La diferencia es que uno está intervenido una vez entra en la bodega, el tecnificado, y en el natural no hay intervención, es un acompañamiento. El vino puede ser el mismo, incluso de la misma viña. Sí que, de raíz, el denominador común es la uva ecológica. La cuestión está en cuando la uva llega a la bodega y se convierte o bien en un vino tecnificado, sea ecológico o no, o en un vino natural. Aunque la palabra “natural” es muy confusa, porque el vino es cultural, no es natural. Cuando entra en la bodega y el vino es intervenido, al mosto se le añaden los famosos sulfitos, la clara de huevo y otros ingredientes para generar un vino de una manera concreta. Si no, lo acompañas para que se exprese tal y como lo haría sin ningún tipo de intervención.

Sin estos conservantes añadidos, ¿el vino natural puede seguir evolucionando?

Piensa que los sulfitos se generan de manera natural, y tiene otros conservantes, como el alcohol. Ahora bien, son vinos que evolucionan, porque no están detenidos. Sí que hay una evolución. También depende de cómo se haya hecho el vino: algunos son de guarda y otros de consumo rápido.

Pero tú, de esto, hace un tiempo no sabías nada de nada.

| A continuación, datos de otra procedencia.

Issue #937, opened 2022-05-06
Storage fileshare donot support TokenCredential


jialigit:
## Context
As per our [reference doc of 4.0.0](https://microsoft.github.io/spring-cloud-azure/4.0.0/reference/html/appendix.html#_azure_storage_file_share_proeprties), in the appendix section for storage fileshare, credential configuration is not needed.

## Goal
We should remove the credential related option for fileshare section.

PR #976, opened 2022-07-05
not include credential options for fileshare namespace

jialigit:
As title.

solves issue:
https://github.com/microsoft/spring-cloud-azure/issues/937

### DIFF
--- a/docs/src/main/asciidoc/_configuration-properties-all.adoc
+++ b/docs/src/main/asciidoc/_configuration-properties-all.adoc
@@ -1140,13 +1140,6 @@
 |spring.cloud.azure.storage.fileshare.client.response-timeout |  | Amount of time used when waiting for a server to reply.
 |spring.cloud.azure.storage.fileshare.client.write-timeout |  | Amount of time each request being sent over the wire.
 |spring.cloud.azure.storage.fileshare.connection-string |  | Connection string to connect to the service.
-|spring.cloud.azure.storage.fileshare.credential.client-certificate-password |  | Password of the certificate file.
-|spring.cloud.azure.storage.fileshare.credential.client-certificate-path |  | Path of a PEM certificate file to use when performing service principal authentication with Azure.
-|spring.cloud.azure.storage.fileshare.credential.client-id |  | Client ID to use when performing service principal authentication with Azure.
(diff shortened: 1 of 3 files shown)


hui1110:
Hi @jialigit, will the property `spring.cloud.azure.storage.fileshare.credential.*` be in the file `_configuration-properties-all.adoc`? 
This PR should contain the file `_configuration-properties-azure-storage-file-share. adoc` that was changed after executing the command `mvn clean install -Pdoc`. If the property `spring.cloud.azure.storage.fileshare.credential.*` will not be in the file `_configuration-properties-all.adoc` then it should also be included after the update.

jialigit:
> 

OK, Let's use only one PR to update them all at once.

hui1110:
Hi @jialigit, the [pr](https://github.com/MicrosoftDocs/azure-dev-docs-pr/pull/3168) to update `spring-cloud-azure-appendix` in MS Docs has been merged, please create PR update [spring-cloud-azure-appendix](https://docs.microsoft.com/en-us/azure/developer/java/spring-framework/spring-cloud-azure-appendix).

chenrujun (approved):
1. LGTM about "Removing credential options in appendix".
2. As discussed, MS docs is the single source of truth, this should be merged after MS docs updated. But if this PR does not merge first, the MS docs will not be updated. So it's OK to merge this PR first.
3. If these properties don't take effect, we should avoid these properties from Java code. Not just removing these properties in the reference doc. It's like a bug of source code, but we hide this bug in reference doc.

jialigit:
> 

Yes. This properties(AzureStorageFileShareProperties) inherit from the parent properties, but some of them are not available for this service. As for now, we can't modify the structure of the class which will bring breaking changes to the API, so here we just only need to suppress the properties file generation rule.

jialigit:
This is the PR update the options in MS doc: https://github.com/MicrosoftDocs/azure-dev-docs-pr/pull/3279

We will merge the update into MS doc first mannualy, and then merge this PR into spring-cloud-azure repo. But the azure-dev-docs-pr repo may not merge it very quickly, so this PR is likely be blocking here for a few days.

jialigit:
> 

As PR : [#3279](https://github.com/MicrosoftDocs/azure-dev-docs-pr/pull/3279) is merged, we merge this to sync the changes.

Yo me dedicaba al arte contemporáneo, pero, al ser un mundo complicado, tuve que ir introduciendo otras cosas para poder sobrevivir y ganarme el pan. Hacía de copy para empresas, contenidos para web… Por aquellas, entro en contacto con el hostal Empúries, donde Rafa Peña   trabajaba como chef asesor, y en una entrevista que le hago descubro el mundo del vino natural. Era 2013, y un día acabo cenando en su restaurante, pruebo los vinos naturales y me estalla la cabeza. Fue como un flechazo. Y decido empezar a investigar por ahí. Sí que es cierto que, a través de mi hermana, que es payesa ecológica en el Empordà, tenía vinculación con ese tipo de agricultura, pero no había llegado a esta diferencia tan bestia a nivel gustativo. Y es aquí donde se me rompe todo.

¿En qué momento estaba entonces el vino natural?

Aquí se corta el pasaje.